Cloudflare incident on February 6, 2025
Authors: Matt Silverlock and Javier Castro
Overview
On Thursday, February 6, 2025, Cloudflare experienced a significant outage affecting its R2 object storage service and multiple dependent products. The disruption lasted 59 minutes and resulted from human error during abuse remediation processes. Importantly, the incident caused no data loss or corruption within R2’s storage infrastructure.
As stated in the incident report: “This caused all operations against R2 to fail for the duration of the incident, and caused a number of other Cloudflare services that depend on R2…to suffer significant failures.”
What Was Impacted
The outage affected multiple services with varying degrees of severity:
R2 Object Storage experienced 100% failure rates during the primary incident window (08:14 to 09:13 UTC), with no data loss in the storage subsystem itself.
Dependent Services suffered cascading failures:
- Stream: 100% operations failure (uploads and streaming)
- Images: 100% operations failure (uploads and downloads)
- Cache Reserve: Increased origin requests as cached assets became unavailable
- Vectorize: 75% query failures; 100% insert/upsert/delete operation failures
- Log Delivery: Up to 13.6% data loss for R2 delivery jobs
- Durable Objects: 0.09% error rate increase during recovery phase
- Workers and Pages: 0.002% deployment failures for services with R2 bindings
Root Cause Analysis
The incident stemmed from a critical failure in abuse remediation workflows. During routine processing of a phishing complaint, an operator inadvertently disabled the entire R2 Gateway service rather than the specific endpoint associated with the report.

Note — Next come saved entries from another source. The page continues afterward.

Issue #147, opened 2021-10-29
Debugging information for J, F, and dx are out of sync in SolverNonLinear.cpp


aejarvin:
In the SolverNonLinear.cpp (around lines 325 ->), the SaveDebugInfo is called after updating F and J, but before J*dx = F is solved. As a result, the printed debugging dx is out of sync with F and J. The issue can be solved by adding a dedicated DebugInfo-writing routine for dx after solving J*dx = F.

PR #148, opened 2021-11-01
Implement fix for #147

hoppe93:
Make sure that the new solution vector "dx" obtained as debug output with the non-linear solver corresponds to the actual solution of the specified timestep/iteration, and not of the previous timestep/iteration. The old "SaveDebugInfo()" method has been divided into two separate methods which should be called before and after "Invert()" is called, respectively. This allows the residual and Jacobian to be evaluated and saved *before* inversion (in case the code crashes during inversion), while the new solution is evaluated after inversion.

Fix implemented in response to issue #147.


vaoskar (approved):
Looks good, can not find anything to add

PR #154, opened 2021-12-03
Implemented the analytical avalanche growth rate (eq. 18 in Rosebluth…

PajterMclovin:
… & Putvinski 1997)

### DIFF
--- a/src/Equations/RunawayFluid.cpp
+++ b/src/Equations/RunawayFluid.cpp
@@ -39,13 +39,14 @@ RunawayFluid::RunawayFluid(
     OptionConstants::eqterm_dreicer_mode dreicer_mode,
     OptionConstants::collqty_Eceff_mode Eceff_mode,
     OptionConstants::eqterm_avalanche_mode ava_mode,
+    OptionConstants::eqterm_avalanche_fluid_factor ava_factor,
     OptionConstants::eqterm_compton_mode compton_mode,
     real_t compton_photon_flux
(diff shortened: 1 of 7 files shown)


src/Equations/RunawayFluid.cpp
```diff
@@ -336,7 +337,16 @@ void RunawayFluid::CalculateGrowthRates(){
 
     for (len_t ir = 0; ir<this->nr; ir++){
         avalancheGrowthRate[ir] = n_tot[ir] * constPreFactor * criticalREMomentumInvSq[ir];
-        real_t pc = criticalREMomentum[ir]; 
+
+        // multiply by trapping correction factor
+        if (ava_trapping == OptionConstants::EQTERM_AVALANCHE_TRAPPING_CORRECTION_INCLUDE){
+
+            real_t eps = (this->rGrid->GetR(ir)) / (this->rGrid->GetR0());
+            real_t phi = 1/(1 + 1.46*sqrt(eps) + 1.72*eps);
```
Embreus, line 345: isn't this phi just a poor man's approximation to our rGrid->effectivePassingFraction which is the correct generalization to arbitrary geometry? @hoppe93

Embreus:
I think it's really neat to implement RP's equation 18. Based on the phrasing of the setttings it sounds like the previously implemented model doesn't account for trapping... but I thought it did? Shouldn't you, in a pure plasma, get effectively the sqrt(phi) scaling with radius using what was already in DREAM? 

disclaimer: high risk of my memory being foggy, and I didn't go digging too deeply.

PR #160, opened 2022-02-09
Iss159

vaoskar:


tools/eqget/GEQDSK.py
```diff
@@ -38,18 +38,30 @@ def _next_value(self, fh):
...
+        #else:
+        #    vertices = v[-1]
+            
+        vertices = self.contour_generator.create_contour(psi_n)
         
-        R, Z = vertices[0][:,0], vertices[0][:,1]
+        iClosedContour = None
+        for i in range(len(vertices)):
+            if len(vertices[i].shape)==2:
+                if np.sqrt((vertices[i][0,0]-vertices[i][-1,0])**2 + (vertices[i][0,1]-vertices[i][-1,1])**2)<closedContourTol:
```
hoppe93, line 57: Is this necessary? I haven't checked myself, but I thought ``create_contour()`` would set the first and last points to exactly the same...

hoppe93: (this = introducing a tolerance for the comparison)

vaoskar: I just tried checking if the are exactly the same, ie changing line 57 to

`if vertices[i][0,0]==vertices[i][-1,0] and vertices[i][0,1]==vertices[i][-1,1]:`

and it didn't work. So, I guess, not really (and isn't it always a bit scary to depend on floats being exactly the same)?

hoppe93: Ok! Well, I thought the routine ``create_contour()`` would explicitly copy the first values to the last element when the contour is closed, since that would guarantee an actually closed contour. But I suppose it's difficult to tell if the contour is actually closed... This will do fine then!

hoppe93 (approved):
Excellent!

PR #165, opened 2022-02-16
Fix forgotten dependence of psi_p on psi_edge

hoppe93:
Apparently I had forgotten to make ``psi_p`` depend on ``psi_edge`` when the former is initialized by solving Ampère's law. In that case, ``psi_edge`` could be initialized *after* ``psi_p``, so that the values of ``psi_edge`` and ``psi_p`` would be inconsistent.


EsmeeBerger (approved):
With these changes the issue seems to be resolved, allowing DREAM-simulations with non-linear initialization to run without crashing even when rWall is not equal to a.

The fundamental issue involved insufficient validation safeguards: “A key system-level control that led to this incident was in how we identify (or ‘tag’) internal accounts used by our teams.”

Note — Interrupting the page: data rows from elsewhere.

PR #166, opened 2022-02-18
Hydrogen support

hoppe93:
For STREAM we needed to differentiate between H, D and T. On this branch we therefore implement support for that by introducing a new flag ``hydrogen`` in the Python interface and an implementation which is analogous to the one for tritium.

### DIFF
--- a/include/DREAM/Constants.hpp
+++ b/include/DREAM/Constants.hpp
@@ -17,6 +17,9 @@ namespace DREAM {
         //Elementary charge in C:
         static const real_t ec;
 
+		//Hydrogen mass in kg
+		static const real_t mH;
+
         //Deuterium mass in kg
         static const real_t mD; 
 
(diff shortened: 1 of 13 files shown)


vaoskar (commented):
Looks good, but I could perhaps mention that I implemented the ability to specify an isotope-number for any ion species as this information is needed in the SPIHandler. Currently I think this property is only used by the SPIHandler, but it would perhaps be more consistent to use it to also differ between the hydrogen isotopes in other clases? But perhaps you don't want to bother with this now? In that case we could just merge this pull request and just create an issue about this instead.

hoppe93:
Ok, having the possibility to specify isotope number would be very nice, but it seems to me that the isotope functionality is only part of the ``SPIHandler`` and does not affect the ion mass in ``IonHandler``? Since we have not included SPI functionality in STREAM it would probably require quite a bit of work to get a more generally applicable isotope functionality, and so it's probably better to just merge this now?

vaoskar:
Wel, you wouldn't have to implement SPI functionality to make it work, but you are right that I haven't implemented any use of the isotope number in the IonHandler yet, so it seems reasonable to merge this now to not delay your work.

vaoskar (approved):

PR #171, opened 2022-03-17
CSD3 setup scripts

afil-ukaea:
Environment and build scripts for the CSD3 cluster (Cambridge, UK). I had to use a conda environment to be able to install all required python packages on the cluster. I have tested that the code is running correctly with testDREAM.sh as well as examples/basic and Disruptions.


hoppe93 (approved):
Great! Thanks for adding this. Feel free to merge whenever the tests finish :)

PR #182, opened 2022-08-25
minor bug fix

peterhalldestam:
Changed environment variable DREAM_DIR to DREAMPATH to be consistent with what is set in environment.tok.sh.


hoppe93 (approved):
Perfect!

PR #193, opened 2022-10-13
Limit number of save steps in adaptive ioniz timestepper

hoppe93:
Limit number of save steps in adaptive ioniz timestepper


peterhalldestam (approved):
Perfect, works great!

PR #248, opened 2023-08-10
Actually set w ( pitch-angle width factor) to zero if collision time …

vaoskar:
…extrapolates to negative values at the last flux grid point


hoppe93:
I thought we discussed this before and concluded that constant-extrapolation might be best? You probably have a reason to change this, and I'm curious to know why?

vaoskar:
I thought the conclusion was that we should keep the linear extrapolation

The system lacked explicit protections to prevent disablement actions against production infrastructure accounts, relying instead on operator training and manual tagging — both insufficient controls for mission-critical systems.
Incident Timeline
| Time | Event |
|---|---|
| 08:12 UTC | R2 Gateway service inadvertently disabled during abuse report response |
| 08:14 UTC | IMPACT BEGINS |
| 08:15 UTC | Service metrics show degradation |
| 08:17 UTC | Critical R2 alerts fire due to failed health checks |
| 08:18 UTC | R2 on-call team engaged |
| 08:23 UTC | Sales engineering escalates customer impact reports |
| 08:25 UTC | Internal incident declared |
| 08:33 UTC | Root cause investigation escalated |
| 08:42 UTC | Root cause identified in deployment history review |
| 08:46 UTC | Initial recovery attempt fails (tooling relies on R2) |
| 08:49 UTC | Escalation to operations team with lower-level system access |
| 08:57 UTC | Operations team begins R2 Gateway re-enablement |
| 09:09 UTC | R2 team triggers forced redeployment |
| 09:10 UTC | R2 begins recovery; clients reconnect |
| 09:13 UTC | IMPACT ENDS; R2 returns to SLO; Durable Objects sees 0.09% error spike |
| 09:36 UTC | Durable Objects error rate normalizes |
| 10:29 UTC | Incident closed |
Technical Details
R2’s architecture separates concerns across multiple components: the Gateway service (authentication and API serving), metadata store (built on Durable Objects), intermediate caches, and distributed storage. This separation proved crucial during recovery — all other components remained operational while only the Gateway was disabled.
When the Gateway service stopped, all in-flight requests terminated. However, any requests that received HTTP 200 responses had already succeeded with data persisted to storage and metadata layers. This architectural design prevented consistency violations upon service recovery.
The secondary incident phase (09:13-09:36 UTC) involved a “stampeding horde” effect as reconnecting R2 clients overwhelmed the metadata layer’s Durable Objects infrastructure, causing the modest 0.09% error rate increase.
Remediation Actions
Immediately Implemented:
- Additional guardrails in the Admin API preventing product disablement of services in internal accounts
- Suspension of product disablement actions in the abuse review UI pending stronger safeguards
In-Progress Initiatives:
- Restructuring internal account creation to ensure proper organizational provisioning
- Restricting product disablement access to senior operators only
- Implementing two-party approval requirements for ad-hoc disablement actions
- Expanding abuse checks to prevent disablement of products associated with internal Cloudflare accounts
- Migrating internal accounts to the Organizations model with protective controls
Conclusion
Cloudflare acknowledged the severity: “We understand this was a serious incident, and we are painfully aware of — and extremely sorry for — the impact it caused to customers and teams building and running their businesses on Cloudflare.”
The company committed to preventing recurrence through systemic controls rather than process reliance, emphasizing “removing the need to rely on training or process, and instead ensuring that our systems have the right guardrails and controls built-in to prevent operator errors.”